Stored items

============================================================

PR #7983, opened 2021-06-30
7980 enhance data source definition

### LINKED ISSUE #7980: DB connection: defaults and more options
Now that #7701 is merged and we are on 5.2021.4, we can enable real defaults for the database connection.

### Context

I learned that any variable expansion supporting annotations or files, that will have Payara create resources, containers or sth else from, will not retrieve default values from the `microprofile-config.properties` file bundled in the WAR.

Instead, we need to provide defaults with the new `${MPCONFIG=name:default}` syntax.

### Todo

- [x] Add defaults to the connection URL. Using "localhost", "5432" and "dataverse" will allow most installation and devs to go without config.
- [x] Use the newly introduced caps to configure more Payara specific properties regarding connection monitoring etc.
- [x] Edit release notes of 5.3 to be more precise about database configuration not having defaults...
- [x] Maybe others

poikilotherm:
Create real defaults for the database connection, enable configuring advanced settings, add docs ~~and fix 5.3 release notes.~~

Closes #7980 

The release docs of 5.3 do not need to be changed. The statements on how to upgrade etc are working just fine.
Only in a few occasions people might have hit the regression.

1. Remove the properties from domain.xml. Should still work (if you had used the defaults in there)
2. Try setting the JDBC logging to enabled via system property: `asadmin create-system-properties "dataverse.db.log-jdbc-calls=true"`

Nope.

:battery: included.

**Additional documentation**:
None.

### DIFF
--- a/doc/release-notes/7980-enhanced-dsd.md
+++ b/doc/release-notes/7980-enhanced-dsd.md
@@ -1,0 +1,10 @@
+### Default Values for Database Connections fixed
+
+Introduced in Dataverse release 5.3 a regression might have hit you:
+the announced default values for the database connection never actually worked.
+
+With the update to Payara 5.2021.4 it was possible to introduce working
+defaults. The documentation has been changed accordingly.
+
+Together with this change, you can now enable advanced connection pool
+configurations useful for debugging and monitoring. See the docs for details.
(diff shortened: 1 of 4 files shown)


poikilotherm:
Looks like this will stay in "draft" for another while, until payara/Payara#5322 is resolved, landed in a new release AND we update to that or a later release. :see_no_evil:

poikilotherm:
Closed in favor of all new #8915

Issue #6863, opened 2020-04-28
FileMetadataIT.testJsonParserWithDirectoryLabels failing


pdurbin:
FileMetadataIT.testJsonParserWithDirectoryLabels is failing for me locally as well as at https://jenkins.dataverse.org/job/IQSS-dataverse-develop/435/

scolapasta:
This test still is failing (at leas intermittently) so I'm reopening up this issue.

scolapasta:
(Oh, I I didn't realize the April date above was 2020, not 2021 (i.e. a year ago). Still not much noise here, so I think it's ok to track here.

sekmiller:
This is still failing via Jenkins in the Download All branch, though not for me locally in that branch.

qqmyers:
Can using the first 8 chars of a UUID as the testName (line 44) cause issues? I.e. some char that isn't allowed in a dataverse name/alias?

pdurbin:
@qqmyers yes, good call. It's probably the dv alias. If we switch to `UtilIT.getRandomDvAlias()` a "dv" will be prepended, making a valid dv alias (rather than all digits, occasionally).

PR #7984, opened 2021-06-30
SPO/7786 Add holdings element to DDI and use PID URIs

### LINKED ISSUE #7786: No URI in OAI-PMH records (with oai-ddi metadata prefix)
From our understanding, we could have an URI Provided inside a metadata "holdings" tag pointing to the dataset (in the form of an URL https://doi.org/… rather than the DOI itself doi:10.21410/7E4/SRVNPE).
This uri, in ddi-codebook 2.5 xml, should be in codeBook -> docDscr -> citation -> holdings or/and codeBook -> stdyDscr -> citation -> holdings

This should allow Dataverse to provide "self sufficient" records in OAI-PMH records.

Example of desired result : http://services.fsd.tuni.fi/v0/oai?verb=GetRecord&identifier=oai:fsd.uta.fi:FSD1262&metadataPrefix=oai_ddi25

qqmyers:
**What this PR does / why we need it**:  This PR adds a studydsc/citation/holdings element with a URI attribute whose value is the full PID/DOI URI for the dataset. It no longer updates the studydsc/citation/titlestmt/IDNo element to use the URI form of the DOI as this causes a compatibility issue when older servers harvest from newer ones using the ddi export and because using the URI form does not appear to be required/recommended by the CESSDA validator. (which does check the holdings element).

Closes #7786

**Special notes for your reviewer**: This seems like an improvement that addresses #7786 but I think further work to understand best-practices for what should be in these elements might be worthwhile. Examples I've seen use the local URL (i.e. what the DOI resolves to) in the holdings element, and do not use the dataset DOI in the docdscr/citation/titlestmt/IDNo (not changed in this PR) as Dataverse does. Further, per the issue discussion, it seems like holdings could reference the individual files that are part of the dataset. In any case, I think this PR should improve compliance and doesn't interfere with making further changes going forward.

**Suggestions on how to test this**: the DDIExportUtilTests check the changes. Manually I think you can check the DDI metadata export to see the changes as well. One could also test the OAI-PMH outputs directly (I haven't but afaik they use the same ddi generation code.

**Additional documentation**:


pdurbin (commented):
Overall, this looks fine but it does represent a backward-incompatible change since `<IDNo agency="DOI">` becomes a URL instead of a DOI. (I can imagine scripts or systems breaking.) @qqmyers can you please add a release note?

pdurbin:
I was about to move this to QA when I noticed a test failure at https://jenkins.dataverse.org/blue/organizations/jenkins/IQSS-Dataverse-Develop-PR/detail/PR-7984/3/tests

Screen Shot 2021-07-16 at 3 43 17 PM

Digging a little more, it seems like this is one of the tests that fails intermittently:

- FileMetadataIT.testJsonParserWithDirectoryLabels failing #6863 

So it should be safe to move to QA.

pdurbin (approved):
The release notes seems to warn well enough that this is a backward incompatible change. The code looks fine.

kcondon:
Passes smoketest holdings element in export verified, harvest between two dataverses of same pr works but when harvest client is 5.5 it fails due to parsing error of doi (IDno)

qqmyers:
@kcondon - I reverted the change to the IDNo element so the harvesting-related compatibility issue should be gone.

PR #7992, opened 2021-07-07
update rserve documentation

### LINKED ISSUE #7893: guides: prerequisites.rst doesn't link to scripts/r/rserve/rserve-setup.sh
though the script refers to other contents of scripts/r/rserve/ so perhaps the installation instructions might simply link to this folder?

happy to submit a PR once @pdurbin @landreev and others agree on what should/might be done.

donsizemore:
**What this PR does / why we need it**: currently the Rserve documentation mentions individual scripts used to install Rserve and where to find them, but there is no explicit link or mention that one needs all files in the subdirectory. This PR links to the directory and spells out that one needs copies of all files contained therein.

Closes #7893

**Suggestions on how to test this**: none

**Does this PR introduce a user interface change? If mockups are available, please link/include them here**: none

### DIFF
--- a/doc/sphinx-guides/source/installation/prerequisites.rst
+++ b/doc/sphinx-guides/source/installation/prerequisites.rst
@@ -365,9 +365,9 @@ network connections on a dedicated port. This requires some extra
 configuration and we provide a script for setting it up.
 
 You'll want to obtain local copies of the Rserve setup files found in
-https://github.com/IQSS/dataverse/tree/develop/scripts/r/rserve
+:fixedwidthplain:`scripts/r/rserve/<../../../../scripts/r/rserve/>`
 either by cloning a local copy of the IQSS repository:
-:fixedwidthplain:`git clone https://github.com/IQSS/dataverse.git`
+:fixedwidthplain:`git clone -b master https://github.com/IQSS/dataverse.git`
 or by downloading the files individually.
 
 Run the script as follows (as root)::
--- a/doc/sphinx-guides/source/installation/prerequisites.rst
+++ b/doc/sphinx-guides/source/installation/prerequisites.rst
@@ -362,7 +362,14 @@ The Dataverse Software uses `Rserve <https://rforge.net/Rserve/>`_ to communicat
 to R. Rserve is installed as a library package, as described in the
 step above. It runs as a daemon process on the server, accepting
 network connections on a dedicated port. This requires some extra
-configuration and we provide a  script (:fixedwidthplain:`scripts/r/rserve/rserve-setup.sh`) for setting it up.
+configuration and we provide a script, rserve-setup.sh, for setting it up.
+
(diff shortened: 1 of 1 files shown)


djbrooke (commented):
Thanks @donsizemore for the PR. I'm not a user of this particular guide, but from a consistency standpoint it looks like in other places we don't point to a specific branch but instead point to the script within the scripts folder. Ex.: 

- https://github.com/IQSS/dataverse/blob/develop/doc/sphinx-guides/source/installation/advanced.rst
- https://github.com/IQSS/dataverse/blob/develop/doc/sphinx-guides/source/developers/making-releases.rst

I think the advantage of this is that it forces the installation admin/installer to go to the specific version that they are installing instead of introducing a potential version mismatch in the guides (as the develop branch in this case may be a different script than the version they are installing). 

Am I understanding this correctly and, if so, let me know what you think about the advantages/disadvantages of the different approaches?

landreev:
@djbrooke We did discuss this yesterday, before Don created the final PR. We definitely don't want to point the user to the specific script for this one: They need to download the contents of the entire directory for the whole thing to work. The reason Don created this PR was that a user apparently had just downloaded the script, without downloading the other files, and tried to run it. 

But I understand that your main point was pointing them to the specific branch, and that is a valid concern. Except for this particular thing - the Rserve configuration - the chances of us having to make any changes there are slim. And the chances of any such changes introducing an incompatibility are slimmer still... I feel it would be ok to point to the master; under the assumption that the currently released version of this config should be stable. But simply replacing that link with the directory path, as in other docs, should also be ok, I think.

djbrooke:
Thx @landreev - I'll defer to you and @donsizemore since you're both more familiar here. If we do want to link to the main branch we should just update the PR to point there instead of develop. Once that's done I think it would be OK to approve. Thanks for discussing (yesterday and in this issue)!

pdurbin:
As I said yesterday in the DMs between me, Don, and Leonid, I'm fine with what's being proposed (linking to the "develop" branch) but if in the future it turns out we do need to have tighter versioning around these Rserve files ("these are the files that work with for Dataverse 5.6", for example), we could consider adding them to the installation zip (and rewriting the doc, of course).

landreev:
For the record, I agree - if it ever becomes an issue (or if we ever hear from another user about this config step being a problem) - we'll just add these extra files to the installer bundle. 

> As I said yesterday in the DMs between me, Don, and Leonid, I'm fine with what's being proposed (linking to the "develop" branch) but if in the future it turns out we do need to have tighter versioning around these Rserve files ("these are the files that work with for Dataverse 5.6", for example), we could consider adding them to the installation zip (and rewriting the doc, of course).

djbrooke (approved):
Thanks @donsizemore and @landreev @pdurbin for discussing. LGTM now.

============================================================

Work to be completed
Starting at the first line of the records above, please copy every line exactly through the line containing "I learned that", and stop there.

Response below
PR #7983, opened 2021-06-30
7980 enhance data source definition

### LINKED ISSUE #7980: DB connection: defaults and more options
Now that #7701 is merged and we are on 5.2021.4, we can enable real defaults for the database connection.

### Context

I learned that any variable expansion supporting annotations or files, that will have Payara create resources, containers or sth else from, will not retrieve default values from the `microprofile-config.properties` file bundled in the WAR.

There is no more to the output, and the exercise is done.